- INPUT
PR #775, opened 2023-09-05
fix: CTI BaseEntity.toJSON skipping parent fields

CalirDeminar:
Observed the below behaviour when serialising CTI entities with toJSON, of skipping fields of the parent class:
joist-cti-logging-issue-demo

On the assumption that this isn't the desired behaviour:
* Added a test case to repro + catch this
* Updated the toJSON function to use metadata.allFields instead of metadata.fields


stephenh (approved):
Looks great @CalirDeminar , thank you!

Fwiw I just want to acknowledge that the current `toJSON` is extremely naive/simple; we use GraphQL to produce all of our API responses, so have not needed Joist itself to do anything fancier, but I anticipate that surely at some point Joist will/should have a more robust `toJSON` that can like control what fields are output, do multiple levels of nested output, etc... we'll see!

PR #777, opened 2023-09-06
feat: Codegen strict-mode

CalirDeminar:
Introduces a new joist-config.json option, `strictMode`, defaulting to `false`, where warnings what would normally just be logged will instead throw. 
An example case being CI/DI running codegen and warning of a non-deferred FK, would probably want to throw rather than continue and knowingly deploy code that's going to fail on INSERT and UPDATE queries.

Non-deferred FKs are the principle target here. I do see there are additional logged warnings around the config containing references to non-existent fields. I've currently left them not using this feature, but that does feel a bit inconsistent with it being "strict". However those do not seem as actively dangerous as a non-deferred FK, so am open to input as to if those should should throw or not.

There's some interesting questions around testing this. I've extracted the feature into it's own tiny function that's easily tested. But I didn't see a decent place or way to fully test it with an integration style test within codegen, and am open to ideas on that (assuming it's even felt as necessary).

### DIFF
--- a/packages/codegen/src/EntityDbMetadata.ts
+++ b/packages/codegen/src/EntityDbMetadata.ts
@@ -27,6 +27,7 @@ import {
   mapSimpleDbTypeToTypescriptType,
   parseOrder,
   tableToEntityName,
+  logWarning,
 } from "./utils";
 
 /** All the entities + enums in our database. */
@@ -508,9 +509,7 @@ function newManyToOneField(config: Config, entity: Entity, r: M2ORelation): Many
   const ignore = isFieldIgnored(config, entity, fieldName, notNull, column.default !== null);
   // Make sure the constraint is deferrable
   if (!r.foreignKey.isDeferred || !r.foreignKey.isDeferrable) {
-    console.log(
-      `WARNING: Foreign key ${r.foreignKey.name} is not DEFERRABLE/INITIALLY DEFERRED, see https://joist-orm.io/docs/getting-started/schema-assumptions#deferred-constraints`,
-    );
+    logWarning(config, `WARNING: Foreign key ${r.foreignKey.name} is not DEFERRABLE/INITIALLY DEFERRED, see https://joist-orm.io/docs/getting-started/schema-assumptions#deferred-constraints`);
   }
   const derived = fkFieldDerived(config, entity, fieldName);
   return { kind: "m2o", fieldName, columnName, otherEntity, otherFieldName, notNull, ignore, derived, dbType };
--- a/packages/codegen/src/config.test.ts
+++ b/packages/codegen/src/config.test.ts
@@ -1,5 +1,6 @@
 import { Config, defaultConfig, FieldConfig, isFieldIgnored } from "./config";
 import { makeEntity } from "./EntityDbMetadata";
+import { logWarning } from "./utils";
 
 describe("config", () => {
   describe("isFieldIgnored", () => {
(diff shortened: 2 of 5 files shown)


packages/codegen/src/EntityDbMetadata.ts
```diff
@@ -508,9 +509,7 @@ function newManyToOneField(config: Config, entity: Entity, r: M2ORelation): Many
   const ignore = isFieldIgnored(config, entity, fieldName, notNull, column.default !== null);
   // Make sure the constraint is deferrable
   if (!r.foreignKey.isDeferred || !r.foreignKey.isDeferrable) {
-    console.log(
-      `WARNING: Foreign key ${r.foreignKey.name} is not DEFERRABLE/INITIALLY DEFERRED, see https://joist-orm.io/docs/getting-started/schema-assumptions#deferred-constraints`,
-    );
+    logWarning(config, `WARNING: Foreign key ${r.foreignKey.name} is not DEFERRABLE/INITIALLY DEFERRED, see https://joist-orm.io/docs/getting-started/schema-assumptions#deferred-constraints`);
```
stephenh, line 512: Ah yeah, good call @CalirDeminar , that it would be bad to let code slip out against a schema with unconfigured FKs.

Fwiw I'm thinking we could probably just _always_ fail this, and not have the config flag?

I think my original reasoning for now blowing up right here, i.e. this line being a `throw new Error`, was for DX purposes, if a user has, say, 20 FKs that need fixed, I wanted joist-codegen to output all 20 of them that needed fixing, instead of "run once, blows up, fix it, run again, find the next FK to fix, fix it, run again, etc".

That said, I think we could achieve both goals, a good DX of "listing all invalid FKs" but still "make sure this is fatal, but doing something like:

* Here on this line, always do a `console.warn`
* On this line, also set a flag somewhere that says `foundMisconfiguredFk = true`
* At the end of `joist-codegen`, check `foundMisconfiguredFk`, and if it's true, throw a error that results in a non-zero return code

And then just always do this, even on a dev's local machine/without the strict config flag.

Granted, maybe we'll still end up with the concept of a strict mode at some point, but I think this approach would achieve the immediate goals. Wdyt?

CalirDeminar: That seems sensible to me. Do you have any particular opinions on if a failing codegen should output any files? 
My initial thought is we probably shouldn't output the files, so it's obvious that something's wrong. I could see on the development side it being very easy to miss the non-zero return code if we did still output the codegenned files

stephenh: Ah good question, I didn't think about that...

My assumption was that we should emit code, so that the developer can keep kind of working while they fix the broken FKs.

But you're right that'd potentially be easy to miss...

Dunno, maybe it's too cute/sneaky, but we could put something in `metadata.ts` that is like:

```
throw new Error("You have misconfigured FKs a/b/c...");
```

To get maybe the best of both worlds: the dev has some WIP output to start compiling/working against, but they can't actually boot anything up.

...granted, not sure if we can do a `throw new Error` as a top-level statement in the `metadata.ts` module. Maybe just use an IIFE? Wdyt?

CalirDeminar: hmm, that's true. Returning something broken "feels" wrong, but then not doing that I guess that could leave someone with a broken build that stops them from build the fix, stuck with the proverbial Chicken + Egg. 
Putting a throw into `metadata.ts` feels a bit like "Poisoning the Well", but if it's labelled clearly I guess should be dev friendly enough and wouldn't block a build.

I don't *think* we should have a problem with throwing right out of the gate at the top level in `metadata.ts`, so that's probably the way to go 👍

- ACTIVITY
Whenever a line above contains "miss", copy that line.

- ANSWER TO THIS EXERCISE
My initial thought is we probably shouldn't output the files, so it's obvious that something's wrong. I could see on the development side it being very easy to miss the non-zero return code if we did still output the codegenned files
But you're right that'd potentially be easy to miss...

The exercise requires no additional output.